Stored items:

PR #3001, opened 2025-08-04
Add NodePool STS Permissions Test for Day 2 Operations

Amarthya-v:
This test validates STS permissions required for ROSA HCP NodePool operations:
- ec2:RunInstances (create EC2 instances for new nodes)
- ec2:CreateTags (tag new instances)  
- ec2:DescribeInstances (validate nodes exist in AWS)

The test performs day 2 operations by creating a NodePool, waiting for nodes 
to provision, and scheduling workloads. Test failures block releases until 
STS permissions are fixed, ensuring proper AWS access for cluster operations.

Fixes: [https://issues.redhat.com/browse/OSD-28896]


pkg/e2e/verify/nodepool.go
```diff
@@ -0,0 +1,232 @@
...
+			if len(parts) > 0 && len(parts[0]) > 10 {
+				return parts[0]
+			}
+		}
+	}
+	return ""
+}
+
+func createNodePool(clusterID, nodePoolName string) error {
+	if _, err := exec.Command("rosa", "whoami").CombinedOutput(); err != nil {
```
btoll, line 127: I don't think we should be shelling out to `rosa` using `exec.Command`.  Aren't there libraries to take advantage of that can do this?

pkg/e2e/verify/nodepool.go
```diff
@@ -0,0 +1,232 @@
...
+		
+		if len(nodes.Items) == 0 {
+			ginkgo.Skip("No nodes found")
+		}
+
+		clusterName := extractClusterName(nodes.Items)
+		clusterID := getClusterID(nodes.Items)
+		
+		if clusterName == "" || clusterID == "" {
+			ginkgo.Skip("Could not determine cluster information")
```
btoll, line 52: I think it would be helpful if this string was more specific to what is missing.

pkg/e2e/verify/nodepool.go
```diff
@@ -0,0 +1,232 @@
...
+		"--replicas", "1",
+		"--instance-type", "m5.large",
+		"--yes")
+	
+	_, err := cmd.CombinedOutput()
+	return err
+}
+
+func deleteNodePool(clusterID, nodePoolName string) {
+	exec.Command("rosa", "delete", "machinepool", nodePoolName, "--cluster", clusterID, "--yes").Run()
```
btoll, line 145: Same comment as above about using `exec.Command`.

pkg/e2e/verify/nodepool.go
```diff
@@ -0,0 +1,232 @@
...
+			RestartPolicy: corev1.RestartPolicyNever,
+		},
+	}
+
+	if err := client.Create(ctx, pod); err != nil {
+		return fmt.Errorf("failed to create test pod: %v", err)
+	}
+	defer client.Delete(ctx, pod)
+
+	// Wait for pod success
```
btoll, line 218: Unnecessary comment.

pkg/e2e/verify/nodepool.go
```diff
@@ -0,0 +1,232 @@
...
+		nodePoolName := fmt.Sprintf("osde2e-sts-test-%d", time.Now().Unix())
+		
+		ginkgo.By("Creating NodePool to test STS permissions for day 2 operations")
+		err := createNodePool(clusterID, nodePoolName)
+		
+		if err != nil {
+			expect.NoError(fmt.Errorf("NodePool creation failed - STS permissions missing %v.", err))
+		}
+
+		// Cleanup
```
btoll, line 64: Unnecessary comment.

pkg/e2e/verify/nodepool.go
```diff
@@ -0,0 +1,232 @@
...
+	"sigs.k8s.io/e2e-framework/klient/wait"
+)
+
+// NodePool STS Permissions Test
+// This test validates day 2 operations for ROSA HCP clusters by creating NodePools.
+// It ensures required STS permissions (ec2:RunInstances, ec2:CreateTags, ec2:DescribeInstances) 
+
+var nodePoolTestName = "[Suite: e2e] NodePool STS Permissions"
+
+var _ = ginkgo.Describe(nodePoolTestName, ginkgo.Ordered, label.E2E, func() {
```
btoll, line 31: Is this the correct label (`label.E2E`)?

pkg/e2e/verify/nodepool.go
```diff
@@ -0,0 +1,460 @@
...
+		if testNodePoolName != "" && ocmConnection != nil {
+			ginkgo.By("Cleaning up test NodePool")
+			deleteNodePool(ocmConnection, clusterID, testNodePoolName)
+		}
+		if ocmConnection != nil {
+			ocmConnection.Close()
+		}
+	})
+
+	ginkgo.Describe("Authentication and Prerequisites", func() {
```
btoll, line 91: I don't think we need to test this here.

pkg/e2e/verify/nodepool.go
```diff
@@ -0,0 +1,291 @@
...
+			}
+		}
+	})
+
+	ginkgo.It("should successfully create NodePool", func(ctx context.Context) {
+		ginkgo.By("Getting existing NodePool configuration")
+
+		existingNodePools, err := h.Dynamic().Resource(nodePoolGVR).Namespace(clusterNamespace).List(ctx, metav1.ListOptions{})
+		expect.NoError(err, "Failed to list existing NodePools")
+		Expect(len(existingNodePools.Items)).To(BeNumerically(">", 0), "No existing NodePools found to reference")
```
btoll, line 102: What would be the use case where there isn't a node pool?  And, if there isn't, can't we still proceed here?  (This may be a lack of my understanding, by the way.  Feel free to correct me :) )

pkg/e2e/verify/nodepool.go
```diff
@@ -0,0 +1,291 @@
...
+
+		ginkgo.By("Creating test NodePool to validate STS permissions")
+
+		refNodePool := existingNodePools.Items[0]
+		var subnet string
+		if spec, found, err := unstructured.NestedMap(refNodePool.Object, "spec"); found && err == nil {
+			if platform, found, err := unstructured.NestedMap(spec, "platform"); found && err == nil {
+				if aws, found, err := unstructured.NestedMap(platform, "aws"); found && err == nil {
```
btoll, line 110: Should there be separate tests for each platform?  Does that matter?

pkg/e2e/verify/nodepool.go
```diff
@@ -0,0 +1,291 @@
...
+					if s, found, err := unstructured.NestedString(aws, "subnet"); found && err == nil {
+						subnet = s
+					}
+				}
+			}
+		}
```
btoll, line 116: Would a helper function be more readable here?  You could give it a nodepool spec and a platform and it gives you a subnet?

pkg/e2e/verify/nodepool.go
```diff
@@ -0,0 +1,291 @@
...
+				},
+				"platform": map[string]interface{}{
+					"aws": map[string]interface{}{
+						"instanceType": "m5.large",
+					},
+				},
+			},
+		}
+
+		if subnet != "" {
```
btoll, line 140: What should happen if a subnet isn't found?

pkg/e2e/verify/nodepool.go
```diff
@@ -0,0 +1,291 @@
...
+			spec := nodePoolSpec["spec"].(map[string]interface{})
+			platform := spec["platform"].(map[string]interface{})
+			aws := platform["aws"].(map[string]interface{})
+			aws["subnet"] = subnet
+		}
+
+		nodePoolObj := &unstructured.Unstructured{Object: nodePoolSpec}
+		_, err = h.Dynamic().Resource(nodePoolGVR).Namespace(clusterNamespace).Create(ctx, nodePoolObj, metav1.CreateOptions{})
```
btoll, line 148: If this test is creating a new nodepool should it also then tear it down?

pkg/e2e/verify/nodepool.go
```diff
@@ -0,0 +1,291 @@
...
+		expect.NoError(client.List(context.Background(), &nodeList))
+
+		if len(nodeList.Items) == 0 {
+			ginkgo.Skip("No nodes found - cannot run NodePool tests")
+		}
+
+		initialNodeCount = len(nodeList.Items)
+
+		for _, node := range nodeList.Items {
+			if label, exists := node.Labels["hypershift.openshift.io/nodePool"]; exists {
```
btoll, line 59: It looks like you're using the string `hypershift.openshift.io/nodePool` several times in this suite, so it would good to make that a `const`.

pkg/e2e/verify/nodepool.go
```diff
@@ -0,0 +1,291 @@
...
+			if len(nodeList.Items) > initialNodeCount {
+				for _, node := range nodeList.Items {
+					if label, exists := node.Labels["hypershift.openshift.io/nodePool"]; exists {
+						if strings.Contains(label, testNodePoolName) && isNodeReady(node) {
+							newNodes = append(newNodes, node)
+						}
+					}
+				}
+			}
+			return len(newNodes) > 0, nil
```
btoll, line 173: Shouldn't this comparison be that of `len(newNodes) == len(totalNodes)`?

pkg/e2e/verify/nodepool.go
```diff
@@ -0,0 +1,291 @@
...
+		}, wait.WithTimeout(20*time.Minute), wait.WithInterval(30*time.Second))
```
btoll, line 174: 20 minutes seems like an awfully long time.  Can this be lessened?

pkg/e2e/verify/nodepool.go
```diff
@@ -0,0 +1,291 @@
...
+
+		expect.NoError(err, "NodePool failed to provision nodes - STS permissions (ec2:RunInstances) may be missing")
+		Expect(len(newNodes)).To(BeNumerically(">", 0), "No new nodes found")
```
btoll, line 177: Again, is this the correct assertion?

pkg/e2e/verify/nodepool.go
```diff
@@ -0,0 +1,291 @@
...
+				RestartPolicy: corev1.RestartPolicyNever,
+			},
+		}
+
+		expect.NoError(client.Create(ctx, pod), "Failed to create test pod")
+
+		ginkgo.By("Waiting for workload to complete successfully")
+
+		err := wait.For(conditions.New(client).PodPhaseMatch(pod, corev1.PodSucceeded), wait.WithTimeout(5*time.Minute))
+		expect.NoError(err, "Workload scheduling failed on NodePool")
```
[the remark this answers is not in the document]
Amarthya-v: yes, it's guaranteed because,  we use Node selector with the specific Nodepool label and the test nodepool has only 1 node, If no matching node exists, pod stays Pending (which would fail our test).

pkg/e2e/verify/nodepool.go
```diff
@@ -0,0 +1,324 @@
...
+			if platform, found, err := unstructured.NestedMap(spec, "platform"); found && err == nil {
+				if aws, found, err := unstructured.NestedMap(platform, "aws"); found && err == nil {
+					if subnet, found, err := unstructured.NestedString(aws, "subnet"); found && err == nil {
+						return subnet
+					}
+				}
+			}
+		}
+	}
+	return ""
```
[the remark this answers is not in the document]
Amarthya-v: Yes, if the subnet is empty, Hypershift picks one from the cluster’s VPC to ensure networking works, even when Nodepools don’t have a subnet set.

pkg/e2e/verify/nodepool.go
```diff
@@ -0,0 +1,291 @@
...
+
+		testNodePoolName = fmt.Sprintf("test-%d", time.Now().Unix()%100000)
+	})
+
+	ginkgo.AfterAll(func(ctx context.Context) {
+		if testNodePoolName != "" {
+			ginkgo.By("Cleaning up test NodePool")
+			err := h.Dynamic().Resource(nodePoolGVR).Namespace(clusterNamespace).
+				Delete(ctx, testNodePoolName, metav1.DeleteOptions{})
+			if err != nil && !apierrors.IsNotFound(err) {
```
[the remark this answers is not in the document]
Amarthya-v: Yes, it’s needed. NotFound just means the Nodepool is already deleted. Without it, cleanup would log false errors instead of real failures.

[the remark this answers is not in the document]
btoll: Right, why would it give a NotFound if it's just deleted the nodepool?  Wouldn't it be some other error?

pkg/e2e/verify/nodepool.go
```diff
@@ -0,0 +1,324 @@
...
+		ginkgo.By("Cleaning up test NodePool")
+
+		err := h.Dynamic().Resource(nodePoolGVR).Namespace(clusterNamespace).
+			Delete(ctx, testNodePoolName, metav1.DeleteOptions{})
+		if err != nil && !apierrors.IsNotFound(err) {
+			ginkgo.GinkgoLogr.Error(err, "Failed to cleanup test NodePool", "name", testNodePoolName)
+		}
+		_ = wait.For(func(ctx context.Context) (bool, error) {
+			_, err := h.Dynamic().Resource(nodePoolGVR).Namespace(clusterNamespace).
+				Get(ctx, testNodePoolName, metav1.GetOptions{})
```
btoll, line 76: Why is this trying to get the nodepool if it was just deleted?

btoll: If it's async, then wrap it in a Wait api.

pkg/e2e/verify/nodepool.go
```diff
@@ -0,0 +1,324 @@
...
+func detectSTSPermissionError(err error) bool {
+	if err == nil {
+		return false
+	}
+
+	errorMsg := strings.ToLower(err.Error())
+	stsPatterns := []string{
+		"accessdenied", "unauthorizedoperation", "forbidden",
+		"invalid iam role", "sts permissions", "assumerolewithwebidentity",
+	}
```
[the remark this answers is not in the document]
btoll: You've resolved this, does that mean that you're confident that nothing else but an STS error would contain these keywords?

pkg/e2e/verify/nodepool.go
```diff
@@ -0,0 +1,477 @@
...
+	Expect(hasInternalIP).To(BeTrue(), fmt.Sprintf("Node %s missing InternalIP", node.Name))
+
+	Expect(node.Labels["node.kubernetes.io/instance-type"]).ToNot(BeEmpty(),
+		fmt.Sprintf("Node %s missing instance type", node.Name))
+}
+
+func getClusterNamespace(h *helper.H) (string, error) {
+	if name := viper.GetString(config.Cluster.Name); name != "" {
+		return "clusters-" + name, nil
```
btoll, line 292: You're using `fmt.Sprintf` in other functions but you're not using it here.  Probably be good to be consistent.

pkg/e2e/verify/nodepool.go
```diff
@@ -0,0 +1,477 @@
...
+		expect.NoError(err, "Failed to create resource-intensive pod")
+		defer client.Delete(ctx, pod)
+
+		err = wait.For(conditions.New(client).PodPhaseMatch(pod, corev1.PodSucceeded),
+			wait.WithTimeout(5*time.Minute), wait.WithInterval(5*time.Second))
+		expect.NoError(err, "Resource-intensive workload failed")
+	})
+
+	ginkgo.It("rejects operations on non-existent NodePools", func(ctx context.Context) {
+		if clusterNamespace == "" || !canAccessNodePoolAPI(h, clusterNamespace) {
```
btoll, line 195: Once here, `clusterNamespace` should never by an empty string, should it?  And, can the `canAccessNodePoolAPI` test be done before any tests are run?

pkg/e2e/verify/nodepool.go
```diff
@@ -0,0 +1,477 @@
...
+		clusterNamespace, err = getClusterNamespace(h)
+		if err != nil {
+			ginkgo.Skip(fmt.Sprintf("Cannot determine cluster namespace: %v", err))
+		}
+
+		testNodePoolName = fmt.Sprintf("sts-test-%d", time.Now().Unix()%100000)
+	})
+
+	ginkgo.AfterAll(func() {
+		if createdNodePool && testNodePoolName != "" && clusterNamespace != "" {
```
btoll, line 66: Is this conditional necessary?  Are any of the tests doing any node pool cleanup?  And, if they are, should they be?

pkg/e2e/verify/nodepool.go
```diff
@@ -0,0 +1,477 @@
...
+		expect.NoError(err, "Failed to find NodePool nodes")
+		Expect(len(nodePoolNodes)).To(BeNumerically(">", 0), "No NodePool nodes found")
+
+		for _, node := range nodePoolNodes {
+			validateAWSIntegration(node)
+		}
+	})
+
+	ginkgo.It("creates new NodePool successfully", func(ctx context.Context) {
+		if clusterNamespace == "" {
```
btoll, line 85: Once here, clusterNamespace should never by an empty string, should it? And, can the canAccessNodePoolAPI test be done before any tests are run?

Note, this isn't consistent with the others.

pkg/e2e/verify/nodepool.go
```diff
@@ -0,0 +1,477 @@
...
+	ginkgo.It("handles invalid configurations gracefully", func(ctx context.Context) {
+		pod := createPodWithSelector(h.CurrentProject(), map[string]string{
+			nodePoolLabel: "non-existent-nodepool",
+		})
+
+		err := client.Create(ctx, pod)
+		expect.NoError(err, "Should create pod with invalid selector")
+		defer client.Delete(ctx, pod)
+
+		time.Sleep(30 * time.Second)
```
btoll, line 159: Why this arbitrary sleep?

pkg/e2e/verify/nodepool.go
```diff
@@ -0,0 +1,477 @@
...
+		Expect(foundPod).ToNot(BeNil(), "Pod should exist")
+		Expect(foundPod.Status.Phase).To(Equal(corev1.PodPending), "Pod should remain pending")
+	})
+
+	ginkgo.It("handles resource-intensive workloads", func(ctx context.Context) {
+		nodePoolNodes, err := findReadyNodePoolNodes(ctx, client)
+		expect.NoError(err, "Failed to find ready NodePool nodes")
+		Expect(len(nodePoolNodes)).To(BeNumerically(">", 0), "No ready NodePool nodes available")
+
+		targetNode := &nodePoolNodes[0]
```
btoll, line 182: Same comment as above about the possibility of several nodepool nodes.

pkg/e2e/verify/nodepool.go
```diff
@@ -0,0 +1,477 @@
...
+						corev1.ResourceMemory: resource.MustParse("128Mi"),
+					},
+				},
+			}},
+			RestartPolicy: corev1.RestartPolicyNever,
+		},
+	}
+}
+
+func createPodWithSelector(namespace string, nodeSelector map[string]string) *corev1.Pod {
```
btoll, line 392: It looks like this function is virtually equivalent to `createTestPod`?

pkg/e2e/verify/nodepool.go
```diff
@@ -0,0 +1,477 @@
...
+						corev1.ResourceMemory: resource.MustParse("64Mi"),
+					},
+				},
+			}},
+			RestartPolicy: corev1.RestartPolicyNever,
+		},
+	}
+}
+
+func createResourceIntensivePod(namespace, nodeName string) *corev1.Pod {
```
btoll, line 416: You could probably also roll this into the same generic `createPod` function.

pkg/e2e/verify/nodepool.go
```diff
@@ -0,0 +1,474 @@
...
+		if err != nil {
+			ginkgo.Skip(fmt.Sprintf("Cannot determine cluster namespace: %v", err))
+		}
+
+		canAccessAPI = canAccessNodePoolAPI(h, clusterNamespace)
+		testNodePoolName = fmt.Sprintf("sts-test-%d", time.Now().Unix()%100000)
+	})
+
+	ginkgo.AfterAll(func() {
+		if createdNodePool {
```
btoll, line 69: Wouldn't you want to move this entire block into the that starts on line 95?

pkg/e2e/verify/nodepool.go
```diff
@@ -0,0 +1,474 @@
...
+		expect.NoError(err, "Failed to find NodePool nodes")
+		Expect(len(nodePoolNodes)).To(BeNumerically(">", 0), "No NodePool nodes found")
+
+		for _, node := range nodePoolNodes {
+			validateAWSIntegration(node)
+		}
+	})
+
+	ginkgo.Describe("NodePool creation and provisioning", func() {
+		ginkgo.It("creates new NodePool successfully", func(ctx context.Context) {
```
btoll, line 96: Wouldn't you want to create the nodepool in a `BeforeAll` and then you can get rid of the `createdNodePool` boolean?

pkg/e2e/verify/nodepool.go
```diff
@@ -0,0 +1,474 @@
...
+		}
+
+		_, err := h.Dynamic().Resource(nodePoolGVR).Namespace(clusterNamespace).
+			Get(ctx, "non-existent-nodepool", metav1.GetOptions{})
+
+		Expect(err).To(HaveOccurred(), "Should fail accessing non-existent NodePool")
+		Expect(apierrors.IsNotFound(err)).To(BeTrue(), "Should return NotFound error")
+	})
+
+	ginkgo.It("rejects duplicate NodePool creation", func(ctx context.Context) {
```
btoll, line 246: Why not move this into the `Describe` block above for the nodepool?

pkg/e2e/verify/nodepool.go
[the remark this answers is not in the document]
btoll: Can you please answer this instead of just resolving it?

pkg/e2e/verify/nodepool.go
```diff
@@ -0,0 +1,474 @@
...
+	patterns := []string{
+		"accessdenied", "unauthorizedoperation", "forbidden",
+		"invalid iam role", "sts permissions", "not authorized",
+		"assumerolewithwebidentity", "invalididentitytoken",
+		"authfailure", "signaturedoesnotmatch",
+	}
+	for _, pattern := range patterns {
+		if strings.Contains(msg, pattern) {
+			ginkgo.Fail(fmt.Sprintf(
+				"STS_PERMISSION_ERROR: %s failed due to missing AWS permissions (%s): %v. "+
```
btoll, line 460: This should be cleaned up.  There's no need to concat strings within a `fmt.Sprintf` method call.

pkg/e2e/verify/nodepool.go
```diff
@@ -0,0 +1,474 @@
...
+
+	if config.nodeName != "" {
+		pod.Spec.NodeName = config.nodeName
+	}
+
+	if config.nodeSelector != nil {
+		pod.Spec.NodeSelector = config.nodeSelector
+	}
+
+	if config.cpuLimit != "" && config.memLimit != "" {
```
btoll, line 308: Do you really need resource limits?  Aren't these short-lived pods?  Are you anticipating resource spikes that would need to be throttled?

pkg/e2e/verify/nodepool.go
```diff
@@ -0,0 +1,474 @@
...
+
+	current := h.CurrentProject()
+	if strings.HasPrefix(current, "clusters-") {
+		return current, nil
+	}
+
+	return "", fmt.Errorf("could not determine cluster namespace")
+}
+
+func canAccessNodePoolAPI(h *helper.H, namespace string) bool {
```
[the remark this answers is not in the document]
btoll: Can you isolate all the tests that rely on this API to the same block?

**REQUIRED ACTION**
Tell how many lines of the data above hold the string "ResourceMemory". Give only the number.

**SOLUTION TO THIS EXERCISE**
2